PROBLEM TO SOLVE >>
Give again, word for word, each line below starting at the one that contains "Apply os.remove() also" and ending at the one that contains "from easybuild.framework.easyconfig import".
═════ RECORDS PROVIDED ═════
PR #1251, opened 2017-09-18
Apply os.remove() also to links, instead of shutil.rmtree

damianam:
I cancelled an installation and when trying again EB failed trying to pass a symlink to `shutil.rmtree`. This should fix it.

### DIFF
--- a/easybuild/easyblocks/generic/intelbase.py
+++ b/easybuild/easyblocks/generic/intelbase.py
@@ -46,7 +46,7 @@ from easybuild.framework.easyblock import EasyBlock
 from easybuild.framework.easyconfig import CUSTOM
 from easybuild.framework.easyconfig.types import ensure_iterable_license_specs
 from easybuild.tools.build_log import EasyBuildError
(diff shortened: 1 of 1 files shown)


easybuild/easyblocks/generic/intelbase.py
```diff
@@ -164,7 +164,7 @@ def clean_home_subdir(self):
             for tree in os.listdir(self.home_subdir_local):
                 self.log.debug("... removing %s subtree" % tree)
                 path = os.path.join(self.home_subdir_local, tree)
-                if os.path.isfile(path):
+                if os.path.isfile(path) or os.path.islink(path):
                     os.remove(path)
```
boegel: use `remove_file` instead from `filetools` (we don't have a `remove_dir` yet, and if we do, we should also add a `remove` that wraps around both `remove_file` and `remove_dir`)

boegel:
Did a quick test with this in place, looks good, going in, thanks @damianam!

PR #1253, opened 2017-09-19
Fixed impi.py to allow 2018 versions

damianam:


boegel:
@damianam So, there's no separate `mpivars.sh` anymore in the 2018 version?

easybuild/easyblocks/i/impi.py
```diff
@@ -139,12 +139,16 @@ def post_install_step(self):
...
+            if impiver >= LooseVersion('2018.0.128'):
+                script_paths = [os.path.join('intel64', 'bin')]
+            else:
+                script_paths = [os.path.join('intel64', 'bin'), os.path.join('mic', 'bin')]
             # fix broken env scripts after the move
-            for script in [os.path.join('intel64', 'bin', 'mpivars.csh'), os.path.join('mic', 'bin', 'mpivars.csh')]:
+            for script in [os.path.join(script_path,'mpivars.csh') for script_path in script_paths]:
                 for line in fileinput.input(os.path.join(self.installdir, script), inplace=1, backup='.orig.easybuild'):
                     line = re.sub(r"^setenv I_MPI_ROOT.*", "setenv I_MPI_ROOT %s" % self.installdir, line)
                     sys.stdout.write(line)
```
boegel: @damianam While you're touching this, do you mind using `apply_regex_substitutions` instead like we already do in other easyblocks?

damianam:
@boegel What do you mean by "separate `mpivars.sh`"? There is no `mic` directory.

boegel:
@damianam Well, in previous versions, there was a separate `mpivars.sh` for `mic`, seems like they merged it now with the other one?

bartoldeman:
@boegel just happening to look at this. Intel MPI 2018 dropped support for Knights Corner (1st generation Xeon Phi), which means mic.

boegel:
I guess that explains it, thanks for clarifying @bartoldeman!

easybuild/easyblocks/i/impi.py
damianam: Done. Hopefully without a type, I haven't tested it.

easybuild/easyblocks/i/impi.py
```diff
@@ -139,15 +140,17 @@ def post_install_step(self):
...
             # fix broken env scripts after the move
-            for script in [os.path.join('intel64', 'bin', 'mpivars.csh'), os.path.join('mic', 'bin', 'mpivars.csh')]:
-                for line in fileinput.input(os.path.join(self.installdir, script), inplace=1, backup='.orig.easybuild'):
-                    line = re.sub(r"^setenv I_MPI_ROOT.*", "setenv I_MPI_ROOT %s" % self.installdir, line)
-                    sys.stdout.write(line)
-            for script in [os.path.join('intel64', 'bin', 'mpivars.sh'), os.path.join('mic', 'bin', 'mpivars.sh')]:
-                for line in fileinput.input(os.path.join(self.installdir, script), inplace=1, backup='.orig.easybuild'):
-                    line = re.sub(r"^I_MPI_ROOT=.*", "I_MPI_ROOT=%s; export I_MPI_ROOT" % self.installdir, line)
-                    sys.stdout.write(line)
+            regex_subs = (r"^setenv I_MPI_ROOT.*", r"setenv I_MPI_ROOT %s" % self.installdir)
```
boegel: @damianam This has to be a list:

```python
regex_subs = [(..., ...)]
```

same below

Otherwise:

```
  File "/easybuild/easyblocks/i/impi.py", line 150, in post_install_step
    apply_regex_substitutions(os.path.join(self.installdir, script), regex_subs)
  File "/easybuild/tools/filetools.py", line 906, in apply_regex_substitutions
    for i, (regex, subtxt) in enumerate(regex_subs):
ValueError: too many values to unpack
```

boegel:
tested with a bunch of existing `impi` easyconfigs, works fine now, thanks @damianam!

PR #1255, opened 2017-09-19
Add support for Intel MKL and Intel MPI to scalapack.

akesandgren:
Needed for giolf toolchain among others.


boegel:
tested with https://github.com/easybuilders/easybuild-easyconfigs/pull/5140, looks good to go, will await successful test reports first before merging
═════
SOLUTION TO THIS PROBLEM >>
Apply os.remove() also to links, instead of shutil.rmtree

damianam:
I cancelled an installation and when trying again EB failed trying to pass a symlink to `shutil.rmtree`. This should fix it.

### DIFF
--- a/easybuild/easyblocks/generic/intelbase.py
+++ b/easybuild/easyblocks/generic/intelbase.py
@@ -46,7 +46,7 @@ from easybuild.framework.easyblock import EasyBlock
 from easybuild.framework.easyconfig import CUSTOM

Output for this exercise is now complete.